Total RAM on machine 32Gb
Also with "atop" I see what all disk throughput in
idle state consumed by tracker-store process.

> 
> Without any idea of what you are actually doing and what storage you
> are doing that work on, I have no idea what the expected behaviour
> should be. All I can tell is you have something with disk caches and
> io pools on your desktop machine and it's slow....

My expectations:
- lack of interface freezes. (No freezes mouse movements, no freezes while switching between applications)
- lack of error messages in kernel output

> Ok, once and for all: this is not an XFS problem.
> 
> The trace from task 8665, which is the one that triggered above
> waiting for IO. task -395 is an IO completion worker in XFS that
> is triggered by the lower layer IO completion callbacks, and it's
> running regularly and doing lots of IO completion work every few
> milliseconds.
> 
> <...>-8665  [007]   627.332389: xfs_buf_submit_wait:  dev 8:16 bno 0xe96a4040 nblks 0x20 hold 1 pincount 0 lock 0 flags READ|PAGES caller _xfs_buf_read
> <...>-8665  [007]   627.332390: xfs_buf_hold:         dev 8:16 bno 0xe96a4040 nblks 0x20 hold 1 pincount 0 lock 0 flags READ|PAGES caller xfs_buf_submit_wait
> <...>-8665  [007]   627.332416: xfs_buf_iowait:       dev 8:16 bno 0xe96a4040 nblks 0x20 hold 2 pincount 0 lock 0 flags READ|PAGES caller _xfs_buf_read
> <...>-395   [000]   875.682080: xfs_buf_iodone:       dev 8:16 bno 0xe96a4040 nblks 0x20 hold 2 pincount 0 lock 0 flags READ|PAGES caller xfs_buf_ioend_work
> <...>-8665  [007]   875.682105: xfs_buf_iowait_done:  dev 8:16 bno 0xe96a4040 nblks 0x20 hold 2 pincount 0 lock 0 flags DONE|PAGES caller _xfs_buf_read
> <...>-8665  [007]   875.682107: xfs_buf_rele:         dev 8:16 bno 0xe96a4040 nblks 0x20 hold 2 pincount 0 lock 0 flags DONE|PAGES caller xfs_buf_submit_wait
> 
> IOWs, that IO completion took close on 250s for it to be signalled
> to XFS, and so these delays have nothing to do with XFS.
> 
> What is clear from the trace is that you are overloading your IO
> subsystem. I see average synchronous read times of 40-50ms which
> implies a constant and heavy load on the underlying storage.

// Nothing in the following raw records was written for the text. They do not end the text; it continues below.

PR #5, opened 2019-06-07
Added simple bounds to check if car is in parking spot

spicyroboto:


spicyroboto:
[Detection between car and parking spot](https://trello.com/c/jQtNI4K7/13-detection-between-car-and-parking-spot)

spicyroboto:
[Detection between car and parking spot](https://trello.com/c/jQtNI4K7/13-detection-between-car-and-parking-spot)

Assets/Script/ParkingDetection.cs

In
> the ~1400s trace I see:
> 
> $ grep "submit:\|submit_wait:" trace_report.txt |wc -l
> 133427
> $
> 
> ~130k metadata IO submissions.
> 
> $ grep "writepage:" trace_report.txt |wc -l
> 1662764
> $
> 
> There was also over 6GB of data written, and:
> 
> $ grep "readpages:" trace_report.txt |wc -l
> 85866
> $
> 
> About 85000 data read IOs were issued.
> 
> A typical SATA drive can sustain ~150 IOPS. I count from the trace
> at least 220,000 IOs in ~1400s, which is pretty much spot on an
> average of 150 IOPS. IOWs, your system is running at the speed of
> you disk and it's clear that it's completely overloaded at times
> leading to large submission backlog queues and excessively long IO
> times.
> 
> IOWs, this is not an XFS problem. It's exactly what I'd expect to
> see when you try to run a very IO intensive workload on a cheap SATA
> drive that can't keep up with what is being asked of it....
> 

I am understand that XFS is not culprit here. But I am worried about of interface freezing and various kernel messages with traces which leads to XFS. This is my only clue, and I do not know where to
dig yet. It may be IO sheduller or block device layer. I need help to get to the truth.